Lastly, he’s given us the spirit of wisdom and a sound mind.  “He will tell you what to do, He will tell you what to say, He will if necessary, restrain you.  We are not living on ourselves.  We must not think of ourselves as ordinary people.  We are not natural men; we are born again.  God has given His Holy Spirit, and He is the spirit ‘of power and of love and of a sound mind’.” Lloyd-Jones

The Spirit of God is in me.  A Spirit of love and of power and of sound mind.  I do not have to fear the future.  I just have to remember.  That will be my focus as I join the community of OneWord365 this year.

Do you have a focus God is impressing on your heart this year?

You Can’t Have One Without The Other

For the first 25 years of my life, I was given “Moses.” I’ve never really liked to be told what to do. The rules made me angry. I couldn’t live up to them or follow them. I rebelled, fought, couldn’t submit and was enraged by the law.

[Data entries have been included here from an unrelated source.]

PR #6657, opened 2025-08-14
Use signatures in worker job code and related mocking

Martchus:
Based on #6656 as I noticed that many of the functions in that area don't use signatures yet. We should probably merge #6656 first.


lib/OpenQA/Worker.pm
```diff
@@ -287,11 +287,15 @@ sub init ($self) {
     Mojo::IOLoop->singleton->reactor->on(
         error => sub {
```
d3flex: this was missed

d3flex (changes requested):

lib/OpenQA/Worker.pm
Martchus: With the signatures change I was focusing on `Job.pm` and none of the commit messages say that 100 % of a certain file is covered.

Martchus: I covered this function now nevertheless.

PR #6659, opened 2025-08-15
Worker::Engines::isotovideo: Simplify using more Mojo::File

okurz:


lib/OpenQA/Worker/Engines/isotovideo.pm
```diff
@@ -51,14 +51,7 @@ sub set_engine_exec ($path) {
...
     die 'cannot get environment variables!\n' unless $vars;
-    my $fn = $pooldir . '/vars.json';
-    unlink "$pooldir/vars.json" if -e "$pooldir/vars.json";
-    open(my $fd, '>', $fn) or die "can not write vars.json: $!\n";
-    fcntl($fd, F_SETLKW, pack('ssqql', F_WRLCK, 0, 0, 0, $$)) or die "cannot lock vars.json: $!\n";
-    truncate($fd, 0) or die "cannot truncate vars.json: $!\n";
-
-    print $fd Cpanel::JSON::XS->new->pretty(1)->encode(\%$vars);
-    close($fd);
+    path($pooldir, 'vars.json')->spew(Cpanel::JSON::XS->new->pretty(1)->encode(\%$vars));
```
Martchus, line 54: The previous code tried to handle the case when this function is executed concurrently. Is this also handled by `spew`? (This is of course irrelevant when the function is not actually invoked concurrently.)

But to be fair, I guess the previous code didn't handle this in a good way, too. It actually tried to unlink the file before acquiring the lock and I am not sure whether that's a good idea.

perlpunk: I was wondering about that, too.
But at least the code was assuring that the file contained valid JSON, I think.
`spew` won't guarantee that.
But i'm wondering as well when our code would concurrently try to write this file.
To be safe, maybe the easiest thing here would be to first write to `"$pooldir/vars.json.$$"` and then `rename` it to its target.

Martchus: Yes, renaming is probably the best way.

okurz: Can you elaborate under which circumstances we would need to first write to a temp file and then rename to the target?

Martchus: > under which circumstances …

> … when this function is executed concurrently

okurz: > > … when this function is executed concurrently

but when would this code be executed concurrently for one individual worker instance?

Martchus: Looks like this function is only executed once and that's before creating the isotovideo process. So I guess it is ok not to worry about concurrent execution then.

Martchus (approved):

lib/OpenQA/Worker/Engines/isotovideo.pm
```diff
@@ -294,20 +287,10 @@ sub engine_workit ($job, $callback) {
...
     my $job_settings = $job_info->{settings};
-    for my $i (qw(QEMUPORT VNC OPENQA_HOSTNAME)) {
-        $job_settings->{$i} = $ENV{$i};
-    }
-    if (open(my $fh, '>', 'job.json')) {
-        print $fh Cpanel::JSON::XS->new->pretty(1)->encode($job_info);
-        close $fh;
-    }
+    $job_settings->{$_} = $ENV{$_} for qw(QEMUPORT VNC OPENQA_HOSTNAME);
+    path('job.json')->spew(Cpanel::JSON::XS->new->pretty(1)->encode($job_info));
```
perlpunk, line 293: Before this was silently ignoring when the file could not be opened, now it will die.
But I guess it's ok.

lib/OpenQA/Worker/Engines/isotovideo.pm
perlpunk: So either there was a possiblity in the past that this could be running concurrently, or it was overengineering :)

perlpunk (approved):

lib/OpenQA/Worker/Engines/isotovideo.pm
okurz: Yes, one of those

lib/OpenQA/Worker/Engines/isotovideo.pm
okurz: Yes, we should see if this makes problem from production

PR #1019, opened 2016-11-18
Add serial terminal output to live view

richiejp:
This is my initial attempt at adding serial console/terminal output to the live view in the same vein as Travis CI's output although much more simple.

Requires: https://github.com/os-autoinst/os-autoinst/pull/644

Feature request: https://progress.opensuse.org/issues/14690

PR #6661, opened 2025-08-15
Clean up streamtext signature from unused params

d3flex:
The signature introduced in https://github.com/os-autoinst/openQA/pull/1019 which was also implemented the underline functions and seems had different design, until https://github.com/os-autoinst/openQA/pull/5060. The functions used websockets to send to the worker a $command. Both were replaced in some point and the corresponding functions can be found as `start_livelog` and `stop_livelog` in the Jobs.pm. They are assigned to the some contant variables and mainly are triggered by `streaming` function via `_send_livestream_command_to_worker`.

All this time the `$start_hook` and `$close_hook` were noop apparently, without any defect, AFAIT. Removing it comes with a small tidy and moving everything from close_connection to finish.

### DIFF
--- a/lib/OpenQA/Shared/Controller/Running.pm
+++ b/lib/OpenQA/Shared/Controller/Running.pm
@@ -75,14 +75,10 @@ sub edit ($self) {
     $self->redirect_to('edit_step', moduleid => $running_module->name(), stepid => $stepid);
 }
 
-sub streamtext ($self, $file_name, $start_hook = undef, $close_hook = undef) {
+sub streamtext ($self, $file_name) {
     my $job = $self->stash('job');
     my $worker = $job->worker;
-    $start_hook ||= sub (@) { };
-    $close_hook ||= sub (@) { };
     my $logfile = $worker->get_property('WORKER_TMPDIR') . "/$file_name";
-
-    $start_hook->($worker, $job);
     $self->render_later;
     Mojo::IOLoop->stream($self->tx->connection)->timeout(900);
     my $res = $self->res;
@@ -113,10 +109,7 @@ sub streamtext ($self, $file_name, $start_hook = undef, $close_hook = undef) {
     # Setup utility function to close the connection if something goes wrong
     my $timer_id;
     my $close_connection = sub ($self) {
-        Mojo::IOLoop->remove($timer_id);
-        $close_hook->();
         $self->finish;
-        close $log;
     };
     $timer_id = Mojo::IOLoop->recurring(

In my mid 20s, I was given Jesus, and the difference was freedom.

Those years were not useless. If it weren’t for the law, I wouldn’t have known my need to be set free. If I didn’t know my inability to follow the law, I wouldn’t have been looking for the one who fulfilled it.

In thinking about my freedom this morning, I keep thinking about these verses… But God, being rich in mercy, because of the great love with which he loved us, even when we were dead in our trespasses, made us alive together with Christ— by grace you have been saved— and raised us up with him and seated us with him in the heavenly places in Christ Jesus, so that in the coming ages he might show the immeasurable riches of his grace in kindness toward us in Christ Jesus. For by grace you have been saved through faith. And this is not your own doing; it is the gift of God, not a result of works, so that no one may boast. (Ephesians 2:4-9)

He did it for us. We can’t be good enough.

John Stott says, “Some try to go to Jesus without first meeting Moses. They want to skip the Old Testament, to inherit the promise of justification in Christ without the prior pain of condemnation by the law. We need the law to lift off the lid of our respectability and disclose what we are really like underneath — sinful, rebellious, guilty, under the judgement of God and helpless to save ourselves. Not until the law has humbled us even to hell will we turn to the gospel to raise us to heaven.

There are some, however, who go to Moses and the law to be condemned and stay in this unhappy bondage. They are still living in the Old Testament. Their religion is a grievous yoke, hard to be borne. They have never gone to Christ to be set free.”

Stott describes two responses to God’s law and follows up with the question:

Which one tends to describe your life?